From the records below, please return each line that holds the word "access".
=== Exercise material ===
PR #1334, opened 2025-12-18
[Refactoring] use `jax.shard_map` instead of experimental one

lk-chen:
# Description

jax.experimental.shard_map is deprecated in v0.8.0 [source](https://github.com/jax-ml/jax/blob/c617efcdbb40281a260488e0e3a00f12651da021/jax/experimental/shard_map.py#L25-L31). This PR replace the experimental usage with `jax.shard_map`, also use `check_vma` instead of `check_rep` to follow the new argument naming

# Tests

Rely on CI/CD

# Checklist


kyuyeunk:
nit: instead of `jax.shard_map`, to be consistent with other code, can you do this instead?: 

```
from jax import shard_map
```  

example: https://github.com/vllm-project/tpu-inference/blob/0a2fbe96a17aae565c333458f429011f9be3209e/tpu_inference/layers/vllm/fused_moe.py#L131-L143

lk-chen:
Hi @kyuyeunk thanks for the suggestion, however I think "from * import shard_map" is the minority here (10 files v.s. 6files)
and `jax.shard_map` aligns with `jax.jit`

image
image

kyuyeunk:
Sgtm. If so, can you update other code to use Jax.shard_map as well?

lk-chen:
> Sgtm. If so, can you update other code to use Jax.shard_map as well?

Done, the checks all passed. PTAL, thx!

PR #1335, opened 2025-12-19
[Misc] Fix tpu platform init failure when vllm_config is not fully initialized

sixiang-google:
# Description

Caused by https://github.com/vllm-project/vllm/pull/30531/files#diff-6b7df8c9b2e791e958973a94a2027ffa4e6acafc3fbcb275d48b6e22e34fc94eR16-R19

FIXES: #123456

# Tests

commands to reproduce.

# Checklist

### DIFF
--- a/tpu_inference/platforms/tpu_platform.py
+++ b/tpu_inference/platforms/tpu_platform.py
@@ -145,17 +145,20 @@ class TpuPlatform(Platform):
             compilation_config.backend = "openxla"
 
         # TODO(cuiq): remove this dependency.
-        from vllm.v1.attention.backends.pallas import PallasAttentionBackend
-        cache_config.block_size = PallasAttentionBackend.get_page_size(
-            vllm_config)  # type: ignore[assignment]
-        min_page_size = PallasAttentionBackend.get_min_page_size(vllm_config)
-        if min_page_size > cache_config.block_size:
-            logger.warning(
-                "Increase the page size from %s to %s to avoid SMEM OOM",
-                cache_config.block_size,
-                min_page_size,
-            )
-            cache_config.block_size = min_page_size  # type: ignore[assignment]
+        if vllm_config.model_config:
+            from vllm.v1.attention.backends.pallas import \
+                PallasAttentionBackend
+            cache_config.block_size = PallasAttentionBackend.get_page_size(
+                vllm_config)  # type: ignore[assignment]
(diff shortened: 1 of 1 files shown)


tpu_inference/platforms/tpu_platform.py
```diff
@@ -145,17 +145,20 @@ def check_and_update_config(cls, vllm_config: VllmConfig) -> None:
...
+                vllm_config)  # type: ignore[assignment]
+            min_page_size = PallasAttentionBackend.get_min_page_size(
+                vllm_config)
+            if min_page_size > cache_config.block_size:
+                logger.warning(
+                    "Increase the page size from %s to %s to avoid SMEM OOM",
+                    cache_config.block_size,
+                    min_page_size,
+                )
+                cache_config.block_size = min_page_size  # type: ignore[assignment]
```
QiliangCui, line 161: if so, when this value will be set?

tpu_inference/platforms/tpu_platform.py
```diff
@@ -197,8 +200,8 @@ def check_and_update_config(cls, vllm_config: VllmConfig) -> None:
         # Late initialization to avoid circular import
         from tpu_inference.models.jax.utils.quantization.quantization_utils import \
             update_vllm_config_for_qwix_quantization
-
-        update_vllm_config_for_qwix_quantization(vllm_config)
+        if vllm_config.model_config:
+            update_vllm_config_for_qwix_quantization(vllm_config)
```
QiliangCui, line 204: in this case, when will `update_vllm_config_for_qwix_quantization` be called? if never.. is it safe to launch without initializing?

tpu_inference/platforms/tpu_platform.py
sixiang-google: Full stack trace of this bug: https://buildkite.com/tpu-commons/tpu-inference-ci/builds/7147#019b3079-5883-449a-bc3f-7e0be9839e05/L262-L299. 

This problem happens when some submodules in vllm model impl (for example `SiluAndMul()`) initializes creation of empty `Vllmconfig` in vllm/vllm/config/vllm.py line 1407, and trigger the hook in `tpu_platform.py`. This is why we can safely ignore when the mentioned fields are yet to be set. The later initialization of VllmConfig with full model config will overwrite this.

QiliangCui: thank you!

PR #1340, opened 2025-12-19
[DP] Reduce DP scheduling overhead via multiprocessing

wenxindongwork:
# Description

Scheduling is a O(num_request) operation. When there are too many requests, this overhead shows.
E.g. Currently to schedule 4096 requests, it takes ~80ms to schedule, DP scheduler and the default vLLM scheduler both take this long, which this is very slow. 

With this PR, scheduling 4096 requests with DP=4 takes ~25m.

For more context: b/468694564#comment6

# Tests

Updated DP scheduler tests 
Correctness verified by e2e DP correctness tests. 

# Checklist

### DIFF
--- a/tpu_inference/core/sched/dp_scheduler.py
+++ b/tpu_inference/core/sched/dp_scheduler.py
@@ -13,6 +13,7 @@
 # limitations under the License.
 
 import copy
+import multiprocessing.reduction
 from collections import defaultdict, deque
 from dataclasses import dataclass
 from enum import Enum
@@ -20,9 +21,7 @@ from multiprocessing import Process, Queue
 from typing import Any, Dict, List, Optional, Tuple
 
 import cloudpickle
-import multiprocessing.reduction
 import torch
-from tpu_inference.utils import time_function
 from vllm.config import VllmConfig
 from vllm.multimodal import MULTIMODAL_REGISTRY, MultiModalRegistry
 from vllm.v1.core.sched.async_scheduler import AsyncScheduler
@@ -38,6 +37,7 @@ from vllm.v1.request import Request
 from vllm.v1.structured_output import StructuredOutputManager
 
 from tpu_inference.logger import init_logger
+from tpu_inference.utils import time_function
 
 logger = init_logger(__name__)
 
@@ -62,6 +62,7 @@ class SchedulerCommand(Enum):
 
 class SchedulerWorkerError(Exception):
     """Exception raised when a scheduler worker process encounters an error."""
+
     def __init__(self, rank: int, message: str):
         self.rank = rank
         self.message = message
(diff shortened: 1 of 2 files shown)


kyuyeunk:
I know this is a still wip, but want to mention that this is a really awesome fix! Thank you for coming up with the idea to use multiprocessing to fix the issue! Really clever idea that is also scalable even if parallelism size gets bigger!

tpu_inference/core/sched/dp_scheduler.py
```diff
@@ -37,6 +42,171 @@
...
+    )
+    
+    logger.debug(f"Scheduler worker process {rank} started")
+    
+    # Process commands from the input queue
+    while True:
+        try:
+            command, data = input_queue.get()
+            
+            if command == SchedulerCommand.ADD_REQUEST:
```
kyuyeunk: Please change this into match/case for better readability.

tpu_inference/core/sched/dp_scheduler.py
```diff
@@ -37,6 +42,171 @@
...
+
+class SchedulerWorkerError(Exception):
+    """Exception raised when a scheduler worker process encounters an error."""
+    def __init__(self, rank: int, message: str):
+        self.rank = rank
+        self.message = message
+        super().__init__(f"Scheduler worker {rank} error: {message}")
+
+
+# Monkey-patch multiprocessing to use cloudpickle
```
kyuyeunk, line 72: Can you elaborate more on why monkey patching is needed?

tpu_inference/core/sched/dp_scheduler.py
```diff
@@ -37,6 +42,171 @@
...
+        block_size=block_size,
+        mm_registry=mm_registry,
+        include_finished_set=include_finished_set,
+        log_stats=log_stats,
+    )
+    
+    logger.debug(f"Scheduler worker process {rank} started")
+    
+    # Process commands from the input queue
+    while True:
```
kyuyeunk, line 130: Slightly concerned about potential infinite loop bug. Is it possible to change the logic to check whether some variable is true or not?

tpu_inference/core/sched/dp_scheduler.py
wenxindongwork: standard pickling can't serialize the vLLM `Request` object, so we need to use cloudpickle instead of the default pickle.

tpu_inference/core/sched/dp_scheduler.py
wenxindongwork: good point! added a fallback case, if there is no match for `command` the loop will break and the process will exist.

tpu_inference/core/sched/dp_scheduler.py
```diff
@@ -37,6 +42,177 @@
...
+                    output_queue.put(error)
+                    raise error
+                
+        except Exception as e:
+            logger.error(f"Error in scheduler worker {rank}: {e}", exc_info=True)
+            # Put error on output queue
+            error = SchedulerWorkerError(rank, str(e))
+            try:
+                output_queue.put(error)
+            except:
```
kyuyeunk: So we are catching any error and simply do a pass on them? This doesn't seem safe? It might be better to catch a specific error that can be safe to pass.

wenxindongwork: the main process will raise that error in `_get_result_from_queue`.

kyuyeunk: Okay go it. But why wrap 'output_queue.put' with try except?

wenxindongwork: ohh thanks for catching! removed the try catch

PR #1341, opened 2025-12-19
Precompile functions with large vocab_size tensors before allocating KV cache to avoid OOM

wenxindongwork:
# Description

Precompile functions with large vocab_size tensors before allocating KV cache to avoid OOM

For some functions, the input tensors are too large and there is not enough HBM to precompile them after KV cache initialization. Precompiling these functions before kv cache initialization helps to avoid HBM OOM. 

# Tests

commands to reproduce.

# Checklist

### DIFF
--- a/tpu_inference/runner/compilation_manager.py
+++ b/tpu_inference/runner/compilation_manager.py
@@ -524,8 +524,7 @@ class CompilationManager:
                     num_reqs=num_reqs,
                     do_sampling=do_sampling,
                 )
-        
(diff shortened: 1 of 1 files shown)


kyuyeunk:
can you verify recompilation doesn't get triggered during runtime? the change looks fine & as soon as i have that validation, I can give approval.

wenxindongwork:
confirmed with VLLM_XLA_CHECK_RECOMPILATION=1, no recompilation triggered during runtime.

PR #1342, opened 2025-12-19
[Kernel][FusedMoe] Fix sync-barrier caused crash

bythew3i:
Root cause

- sync_barrier needs to sync all devices instead of only right neighbor.
- Insert more sync barrier to avoid race condition

Other changes:

- Fuse retiling in load and store to make them more efficient
- Refactor some code to make it more readable

### DIFF
--- a/tpu_inference/kernels/fused_moe/v1/kernel.py
+++ b/tpu_inference/kernels/fused_moe/v1/kernel.py
@@ -48,24 +48,6 @@ def broadcast_minor(src, shape):
                            axis=-1)[..., :shape[-1]]
 
 
-# TODO(jevinjiang): Apply the same trick for load.
-def store_with_retiling(ref, val, is_acc=False):
-    """Retiling (8, 128) to (1, 128) in store."""
-    assert ref.shape == val.shape
-    assert ref.dtype == val.dtype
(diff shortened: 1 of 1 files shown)


tpu_inference/kernels/fused_moe/v1/kernel.py
```diff
@@ -19,8 +19,7 @@ def align_to(x, a):
 
 
 def get_dtype_packing(dtype):
-    bits = (dtypes.bit_width(dtype)
-            if hasattr(dtypes, "bit_width") else dtypes.itemsize_bits(dtype))
+    bits = dtypes.itemsize_bits(dtype)
```
kyuyeunk: can you revert this change? this is for backward compatibility with older jax version. note that we are currently working on defaulting to 0.8.1 and we can remove this if/else once that lands.

QiliangCui:
manually triggered a test: https://buildkite.com/tpu-commons/tpu-inference-ci/builds/7191

tpu_inference/kernels/fused_moe/v1/kernel.py
bythew3i: Done.

PR #1349, opened 2025-12-20
Refactor MoE MLP to use split gate and up projections.

abhinavclemson:
# Description

Refactor MoE MLP to use split gate and up projections.

This change updates the MoE layer to align with MaxText's structure, using separate kernels and biases for the gate and up projections in the SwiGLU MLP. The checkpoint loading is also updated to map the new parameter names, and Sharding annotations were adjusted.

# Tests

Tested with Maxtext + Tunix + tpu-inference + vllm GRPO script.

# Checklist


tpu_inference/models/jax/gpt_oss.py
```diff
@@ -276,11 +277,16 @@ def load_weights(self, rng: PRNGKey, cache_dir: Optional[str] = None):
              transforms["transpose"], None),
             "model.layers.*.mlp.router.bias":
             ("layers.*.custom_module.router.bias_E", None, None),
-            "model.layers.*.mlp.experts.gate_up_proj":
-            ("layers.*.custom_module.mlp1_weight_EDF2", swap_mlp_transform,
+            "model.layers.*.mlp.experts.gate_proj":
```
bzgoogle: may i know which checkpoint it will read for the splited tensor? is it Maxtext generated checkpoint?  From the HF checkpoint, it is combined tensors: as *gate_up_proj_blocks  https://screenshot.googleplex.com/XUZkNDkHJB7TS2r

kyuyeunk (commented):
lgtm. this approach also aligns with how things are done in torchax path
- https://github.com/vllm-project/tpu-inference/blob/d232467eea6fce036a4eb412409aaec92a0ff083/tpu_inference/layers/vllm/process_weights/fused_moe_weights.py#L143-L157
- https://github.com/vllm-project/tpu-inference/blob/d232467eea6fce036a4eb412409aaec92a0ff083/tpu_inference/layers/common/fused_moe_gmm.py#L40-L49

but will require approval from people who are actively working on jax path (like @bzgoogle) to be merged.

tpu_inference/models/jax/gpt_oss.py
abhinavclemson: Addressed!

PR #1366, opened 2025-12-23
[DeepSeek] Use FP4 checkpoint instead of FP8 for E2E tests + add more clear warnings

jrplatin:
# Description

Because https://github.com/vllm-project/tpu-inference/pull/1332 removed support for FP8 DeepSeek checkpoints, we need to update the tests accordingly to use the TPU-friendly FP4 [checkpoints](https://huggingface.co/collections/jrplatin/deepseek-r1-1d-subchannel).

# Tests

Tested that BuildKite Nightly passes.

# Caveat
Because the current `requirements.txt` file uses `libtpu==0.0.24`, which doesn't support FP4, I am disabling the V6E test for DeepSeek here, but we should re-enable it when [this](https://b.corp.google.com/issues/467105149#comment11) bug is fixed.

# Checklist

### DIFF
--- a/.buildkite/pipeline_jax.yml
+++ b/.buildkite/pipeline_jax.yml
@@ -198,24 +198,25 @@ steps:
            exit 0
          fi
 
-   - label: "E2E MLperf tests for DeepSeek-R1 (no accuracy, 12-decoder layers only)"
-     key: test_12
-     soft_fail: true
-     env:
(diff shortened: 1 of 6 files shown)


bzgoogle:
A qq: for sparse Moe used in deepseek, we used to have the manual fp8 quantization on moe tensors. Will those function need to be updated to support fp4?

PR #1385, opened 2026-01-01
Apply temperature scaling before top-p

oliverdutton:
Move temperature scaling to before top-p.

vLLM implements logit temperature scaling **before** top-p’ing. tpu-inference has logit temperature scaling applied **after** top-p’ing.  As temperature scaling affects the top-p this is a mismatch to be fixed.

See [here](https://github.com/vllm-project/vllm/blob/4bf6c2366818a1eeae257e06ec337039e6895f13/vllm/v1/sample/sampler.py#L177) and [here](https://github.com/vllm-project/vllm/blob/4bf6c2366818a1eeae257e06ec337039e6895f13/vllm/v1/sample/tpu/sampler.py#L63) in vLLM

(Duplicate of #1327 but with sign off on commit, apologies but I’m travelling and so only have access to a phone, git UI is a bit awkward on iOS so I just made a new branch, new commit and new PR rather in the UI rather than force push after editing the other PR)

PR #1391, opened 2026-01-05
Pallas Sampling Path

oliverdutton:
# Description
Make the top-k top-p sample faster. High capability models are getting more and more efficient and smaller (better training, RL, quantization) and the hardware is improving at matmul throughput much more quickly than memory bandwidth or vector throughput. A v7x paired with MoE of just 10B params activated like MiniMax-M2.1 could spend a lot of time in sampling, imagine if everything was w4a8 or even more quantized and even fewer params activated in frontier open/closed models in a few months time. Already a bf16 Gemma3 4B on v6e with 1024 token prefill can spend up to 5% runtime on sampling (there’s no such thing as a standard size for benchmarking but you can see where the trends going).
 
There’s room for improvement as most open and closed source frontier models recommend top-k of only 20-64 in sampling and users rarely(?) alter those settings (The Gemini 3 Pro is simply fixed at 64, Qwen3 and MiniMax-M2 models are k=20/40 recommended) so by specialising on these low-k regimes we can greatly speed up sampling from the current vLLM-TPU implementation.

# Implementation
A purely opt-in fast kernel which only compiles and runs if PALLAS_SAMPLING_TOPK_THRESHOLD is set. It does not appear to add any overheads and still supports users who make requests for a topk above the threshold.

Control for fast path is done via the env variable PALLAS_SAMPLING_TOPK_THRESHOLD.  tpu_sampling_metadata has been altered to add use_pallas_kernel which is a static bool metadata computed at creation of tpu_sampling_metadata on CPU, similarly to do_sampling. The sample function now has a path which uses that tpu_sampling_metadata.use_pallas_kernel (which is static metadata so determined at compile time) to use the fast path. This should mean near zero overhead from having the fast path, and if some batches have top-k requests higher than the threshold the current path is maintained.

If the env var isn't set it defaults to 0 and no extra precompiling is done and a tiny check against that env var at metadata creation. If set, extra specializations of sample are compiled for the fast path.

Note: this also implements #1385 which fixes the ordering of top-p and temperature scaling of logits.

# Sharding
The code path is 15-75x faster than the current vLLM sample function on a single v5e. It may be faster still on multi-TPU as it is sharding friendly, requiring a single all-gather of two (batch, k) arrays along the vocab dimension, avoids any resharding involving the full vocab size. The current vLLM sample function is not sharding friendly, requiring 66 reductions on vocab dimension and so a reshard replicating vocab dim is required.

The sharding path is **untested** (author is working on just a phone and setting up multi-TPU testing is hence quite hard and interpret=True compilation hangs indefinitely so can’t be tested on CPU).

# Comparison to current sampling
The pallas fast path gives **exact match** of sampled tokens for the same rng key, as long as top-k is uniquely defined. The current vLLM implementation inclaudes all tied values at the k'th largest value  boundary while this implementation uses an arbitrary subset such that only k values are selected (similar to jax.lax.top_k). Tests are included for this, as well as tests for all the subfunctions (bitonic top-k, the faster divide and filter top-k built on top of the bitonic version, cumsum, take_along_axis, jax.random.categorical with sparse indices, top_p). These tests have all been run on a single v5e and pass.

# Tests

`pytest tests/kernels/sampling` and `pytest tests/layers/jax/sample`
on single v5e

Done in colab with v5e:
```
!pip install -q vllm-tpu==0.13.3
branch = 'pallas_sampling'
!git clone -q -b {branch} --single-branch https://github.com/oliverdutton/tpu-inference.git && cd tpu-inference && pip install -q .
!cd tpu-inference && pytest -v -s tests/kernels/sampling
!cd tpu-inference && pytest -v -s tests/layers/jax/sample
```

verified on v5e and v6e that it compiles and runs, only compiling if the env var is set and supports requests with k>threshold by falling back to the current sample implementation. This also verified runtimes in the xprof that correct functions are called and the speedups in jit_sample.
```
!pip install -q -U vllm-tpu==0.13.3
branch = 'pallas_sampling'
!git clone -q -b {branch} --single-branch https://github.com/oliverdutton/tpu-inference.git && cd tpu-inference && pip install -U -q .
for k, threshold in [
  #WAI
  (64, 64),
  # Check compiles, but not used
  (65,64),
  # leave env unset if 0, which should be 0 to check that works and doesnt compile pallas kernels
  (64, 0)]:
  env = f'export PALLAS_SAMPLING_TOPK_THRESHOLD={threshold}' if threshold!=0 else ''
  cmd = f'''
export HF_TOKEN=your_hf_token
{env}
python tpu-inference/examples/tpu_profiling.py \
  --model google/gemma-3-4b-it \
  --input-len 1024 \
  --output-len 5 \
  --batch-size 128 \
  --profile-result-dir=/content/profiles/ \
  --top-k {k} \
  --top-p 0.95
  '''
  !{cmd}
  print(f'{k=} {threshold=} profiled')

```

Again:
The sharding path is **untested** (author is working on just a phone and setting up multi-TPU testing is hence quite hard and interpret=True compilation hangs indefinitely so can’t be tested on CPU). Help would be greatly appreciated.

# Checklist

Yes
Yes
Yes, but unsure about how/where to advertise this env variable to users

### DIFF
--- a/tpu_inference/kernels/sampling/sampling.py
+++ b/tpu_inference/kernels/sampling/sampling.py
@@ -93,7 +93,7 @@ def topk_topp_and_sample_shmap(
   Returns:
     Sampled token indices.
   """
-  batch_axis, vocab_axis = (ShardingAxisName.MLP_DATA, ShardingAxisName.VOCAB)
+  batch_axis, vocab_axis = (ShardingAxisName.MLP_DATA, ShardingAxisName.MLP_TENSOR)
   def shmap_topk(logits, k):
     topk_logits, topk_idxs = top_bounded_k(
       logits,


kyuyeunk:
Hi @oliverdutton this is a really (I mean really really) large pr. And it takes a significant bandwidth from reviewers to go though this pr. Can you please create rfc first that goes through each design decisions in detail and gather feedback first?

oliverdutton:
I've tried to make an rfc based on the vLLM repo template. Any feedback on bits missing welcome. I've focused on how I propose this standalone kernels/sampling folder integrates into tpu-inference and how the tests can show exact matches for sampling and so the kernel can be trusted (except I haven't yet got the multi-TPU setup to test the sharding rules as I'm only on a phone, if in principle the code was accepted I can invest in properly testing multi-TPU).

Anyone else I should cc in the rfc?

PR #1395, opened 2026-01-05
Override kv cache page size for padding

Lumosis:
# Description

Override kv cache's padded page size directly.

# Tests

commands to reproduce.

# Checklist

### DIFF
--- a/docker/Dockerfile
+++ b/docker/Dockerfile
@@ -32,6 +32,7 @@ RUN apt-get update && apt-get install -y \
     procps \
     curl \
     rclone \
+    wget \
     ca-certificates \
     && rm -rf /var/lib/apt/lists/*
 


tpu_inference/worker/tpu_worker.py
```diff
@@ -409,20 +406,11 @@ def get_kv_cache_spec(self) -> dict[str, KVCacheSpec]:
...
-            group_size = max(
-                len(group.layer_names) for group in kv_cache_groups)
-            available_memory = self.determine_available_memory()
-            num_blocks = get_num_blocks(self.vllm_config, group_size,
-                                        available_memory,
-                                        attention_page_size_bytes)
-            cache_config = self.vllm_config.cache_config
-            cache_config.num_gpu_blocks_override = num_blocks
-
+                f"({attention_page_size_bytes} Bytes). Overridding the page size to "
```
kyuyeunk: reason why the page overriding logic was here was because it needed to access `self.determine_available_memory()`. but I wasn't really fond of having this logic in `tpu_worker.py` since i believe all kv cache related logic should be consolidated to the same place. given that we can now override page size, this logic can be placed inside https://github.com/vllm-project/tpu-inference/blob/main/tpu_inference/runner/kv_cache_manager.py right?

tpu_inference/runner/kv_cache_manager.py
```diff
@@ -177,6 +180,24 @@ def get_kv_cache_spec(self):
...
                         f"Unknown attention type: {attn_module.attn_type}")
+
+        if len(kv_cache_spec) == 0:
+            return kv_cache_spec
+
+        vllm_page_size_bytes = get_uniform_page_size(
+            list(kv_cache_spec.values()))
+        attention_page_size_bytes = get_attention_page_size_bytes(
+            self.runner.mesh, kv_cache_spec)
+        if vllm_page_size_bytes != attention_page_size_bytes:
```
kyuyeunk: Instead of overriding, isn't possible to just pass kv cache page size during initialization of attention spec?

Lumosis:
> i think it looks good, but i do notice a lot of duplicate code with only minor changes to argument for calling `get_attention_page_size_bytes`. is there a way to remove some of the duplicate code?
> 
> but if you absolutely cannot think of a way, i can give approval as-is.

Done

tpu_inference/runner/kv_cache_manager.py
```diff
@@ -55,6 +56,29 @@ def __init__(self, runner: "TPUModelRunner"):
         self.shared_kv_cache_layers: dict[str, str] = {}
         self.use_mla = self.runner.model_config.use_mla
 
+    def _create_attention_spec(self, block_size: int, num_kv_heads: int,
```
kyuyeunk: This is much better! Thanks @Lumosis! But it seems like sliding window attention is handled separately? is there a rationale for that?

Lumosis: Done. I thought sliding window is a special case and need to be handled differently but it seems it can fit in the helper function.

vipannalla (approved):
Looks good!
===
— Final answer —
(Duplicate of #1327 but with sign off on commit, apologies but I’m travelling and so only have access to a phone, git UI is a bit awkward on iOS so I just made a new branch, new commit and new PR rather in the UI rather than force push after editing the other PR)
kyuyeunk: reason why the page overriding logic was here was because it needed to access `self.determine_available_memory()`. but I wasn't really fond of having this logic in `tpu_worker.py` since i believe all kv cache related logic should be consolidated to the same place. given that we can now override page size, this logic can be placed inside https://github.com/vllm-project/tpu-inference/blob/main/tpu_inference/runner/kv_cache_manager.py right?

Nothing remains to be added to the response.